Running Local AI Models on Qubes OS?

kakybe · February 13, 2026, 11:34am

Hey guys,

I’m curious about running local AI chatbot models on Qubes. Does anyone here have experience with that? Any recommendations or best practices ?

I’m running Qubes on a pretty powerful desktop, so performance-wise I should be okay. However, I’m unsure how well will they run without NVIDIA’s GPU Drivers.

Has anyone tested CPU-only performance? And Is it worth the hassle ?

Thanks in advance!

Pawelek85 · February 13, 2026, 1:59pm

Hey,
I can say one thing: CPU performance is fine.

My approach was to install the MSTY.ai application in a separate Standalone qube, then download the AI model I was interested in and disconnect the qube from the internet.

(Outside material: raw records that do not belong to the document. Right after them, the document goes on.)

PR #1089, opened 2015-09-29
Ensure "OP_0" and "false" have the same represenstation on stack

dexX7:
During the script execution via [executeScript](https://github.com/bitcoinj/bitcoinj/blob/5dcf6439755ac5db6e151ba4403b5d3e8bf792eb/core/src/main/java/org/bitcoinj/script/Script.java#L763) certain operations add boolean values to the stack.

Using Bitcoin Core as reference, in particular:

- `OP_EQUAL`: [bitcoin/.../script/interpreter.cpp#L676](https://github.com/bitcoin/bitcoin/blob/48efbdbe986355bd2478f0fdd366b20952fbf30a/src/script/interpreter.cpp#L676)
- `OP_CHECKSIG`: [bitcoin/.../script/interpreter.cpp#L851](https://github.com/bitcoin/bitcoin/blob/48efbdbe986355bd2478f0fdd366b20952fbf30a/src/script/interpreter.cpp#L851)
- `OP_CHECKMULTISIG`: [bitcoin/.../script/interpreter.cpp#L947](https://github.com/bitcoin/bitcoin/blob/48efbdbe986355bd2478f0fdd366b20952fbf30a/src/script/interpreter.cpp#L947)

Boolean values, which are added to the stack as result, are represented as follows in Bitcoin Core:

- `true`: as vector with one element: `[1]`
- `false`: as empty vector with zero elements: `[]`

See:

- [bitcoin/.../script/interpreter.cpp#L244](https://github.com/bitcoin/bitcoin/blob/48efbdbe986355bd2478f0fdd366b20952fbf30a/src/script/interpreter.cpp#L244)
- [bitcoin/.../script/interpreter.cpp#L246](https://github.com/bitcoin/bitcoin/blob/48efbdbe986355bd2478f0fdd366b20952fbf30a/src/script/interpreter.cpp#L246)

However, in BitcoinJ the representation of `false` in these cases differs:

It is represented as Byte array with one element, which is zero: `[0]`

See:

- `OP_EQUAL`: [bitcoinj/.../script/Script.java#L1025](https://github.com/bitcoinj/bitcoinj/blob/5dcf6439755ac5db6e151ba4403b5d3e8bf792eb/core/src/main/java/org/bitcoinj/script/Script.java#L1025)
[...]

PR #1115, opened 2015-11-16
Fixed behaviour of OP_0 to not NullPointerException

w-shackleton:
`OP_0` was throwing a `NullPointerException` when chunk.data was attempted to access inside the if statement below. Since the behaviour of `OP_0` is to push an empty array to the stack I modified the behaviour as so.

### DIFF
--- a/core/src/main/java/org/bitcoinj/script/Script.java
+++ b/core/src/main/java/org/bitcoinj/script/Script.java
@@ -822,8 +822,13 @@ public class Script {
         
         for (ScriptChunk chunk : script.chunks) {
             boolean shouldExecute = !ifStack.contains(false);
-            
-            if (!chunk.isOpCode()) {
+
+            if (chunk.opcode == OP_0) {
+                if (!shouldExecute)
+                    continue;
+
+                stack.add(new byte[] {});
+            } else if (!chunk.isOpCode()) {
                 if (chunk.data.length > MAX_SCRIPT_ELEMENT_SIZE)
                     throw new ScriptException("Attempted to push a data string larger than 520 bytes");
                 
--- a/core/src/test/java/org/bitcoinj/script/ScriptTest.java
+++ b/core/src/test/java/org/bitcoinj/script/ScriptTest.java
@@ -221,6 +221,18 @@ public class ScriptTest {
         }
     }
 
+    @Test
+    public void testOp0() {
+        // Check that OP_0 doesn't NPE and pushes an empty stack frame.
+        Transaction tx = new Transaction(params);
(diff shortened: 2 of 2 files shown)


schildbach:
I'm currently not confident enough in scripts to review this properly. Can anyone have a look, @TheBlueMatt maybe?

@w-shackleton It would be nice if your PR would include a test case that would fail with old code and pass with your fix applied. It's not a requirement for merging, but it would perhaps make understanding the issue easier.

w-shackleton:
Will do.

The purpose of `OP_0` is to push an "Empty array" of bytes onto the stack. While in C++ `vector` this is unambiguous, in java this could mean `null` or `new byte[] {}`. bitcoinj uses `null` and so when the regular instruction handler tries to read the stack value length we crash.

TheBlueMatt:
Honestly, my strong preference would be to remove all of the script execution stuff. If you want script execution functionality you should be building the consensus library for your platform and link it in... It is very unmaintained and people relying on it for consensus is rather dangerous :(. I had a patch for this a while back when I was testing the consensus library when I was working in it, it was pretty simple.

schildbach:
I squashed your two commits and merged. Thanks for spotting and fixing this.

@TheBlueMatt I guess an JNI adapter for the consensus library would be a valuable addition to bitcoinj.

dexX7:
> @w-shackleton: bitcoinj stores null as the data for an OP_0 and so when the interpreter tries to read its length it crashes.

Just to underline this point: actually BitcoinJ should use `new byte[] {}`, and not `null` or `new byte[] {0}`.

See also #1089.

> Since the behaviour of OP_0 is to push an empty array to the stack I modified the behaviour as so.

This seems like the right way to do.

schildbach:
@dexX7 This PR is already merged. If you know of occurences which use the wrong representation can you submit a PR to fix it, or open an issue?

dexX7:
@schildbach: yeah, this was just a mention, so no one gets the idea `null` may be the correct representation.

> If you know of occurences which use the wrong representation can you submit a PR to fix it, or open an issue?

Back then I tested BitcoinJ with the script unit tests of Bitcoin Core, and the failing tests I've found were all related to missing script flags, such as `DISCOURAGE_UPGRADABLE_NOPS` or `MINIMALDATA`.

Here is an older test report, which may provide an insight:

- http://bitwatch.co/uploads/reports/java-libbitcoinconsensus/149aa39248-bitcoinj/classes/co.bitwatch.libbitcoinconsensus.DataDrivenBitcoinJSpec.html

The report was generated before #1089 was merged, if I recall correctly. 

But other than that, I'm currently not aware of other wrong representations or issues. :)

The entire configuration in msty is easy, but I would certainly achieve better results if I connected a second graphics card to the VM with MSTY.ai.

Nig · February 13, 2026, 1:59pm

Should work in theory

Atrate · February 13, 2026, 3:10pm

I have even managed to run a model (Deepseek 8b) with GPU acceleration in a dedicated VM.

lars-qubes · February 13, 2026, 3:30pm

Did you just PCI-pass-through your GPU and let ollama deal with it during installation?

Atrate · February 13, 2026, 3:41pm

Yes. I had it set-up on debian-12-xfce with proprietary NVIDIA drivers and CUDA libraries installed.

otter2 · February 13, 2026, 4:47pm

Depends on how many cores you are willing to give it. If you are running large models, don’t have server CPU core count, and have an option to pass GPU to accelerate, do it.

There is some rationale in running it on CPU though. One example is if you are limited in the amount of GPUs (one for guivm, at least one for compute, and you need another one for something else, but can’t get more), you might tolerate lower speed, especially if your CPU is capable. On the other hand, this can be solved by something like seamless gpu passthrough as well.

Stable but slower

renehoj · February 13, 2026, 6:29pm

I use LLMs for AI integration on Qubes OS.

I have one qube with GPU pass-through running Ollama, and my other qubes can connect to the Ollama API using qrexec.

Qrexec is similar to SSH port forwarding, it binds port 11434 to localhost on the qubes that want to use the Ollama API. It is straightforward to use Ollama in any qube, to applications running in the qube it looks like Ollama is running on localhost.

You can do the same without using a GPU, but the performance will not be great.

I have two 4060 GPUs in my desktop systems, one of them is dedicated to only running LLMs. Don’t know what hardware you have, but many AMD motherboards have an extra 4x PCIe slot with CPU-connected lanes, I use that slot for running the extra GPU.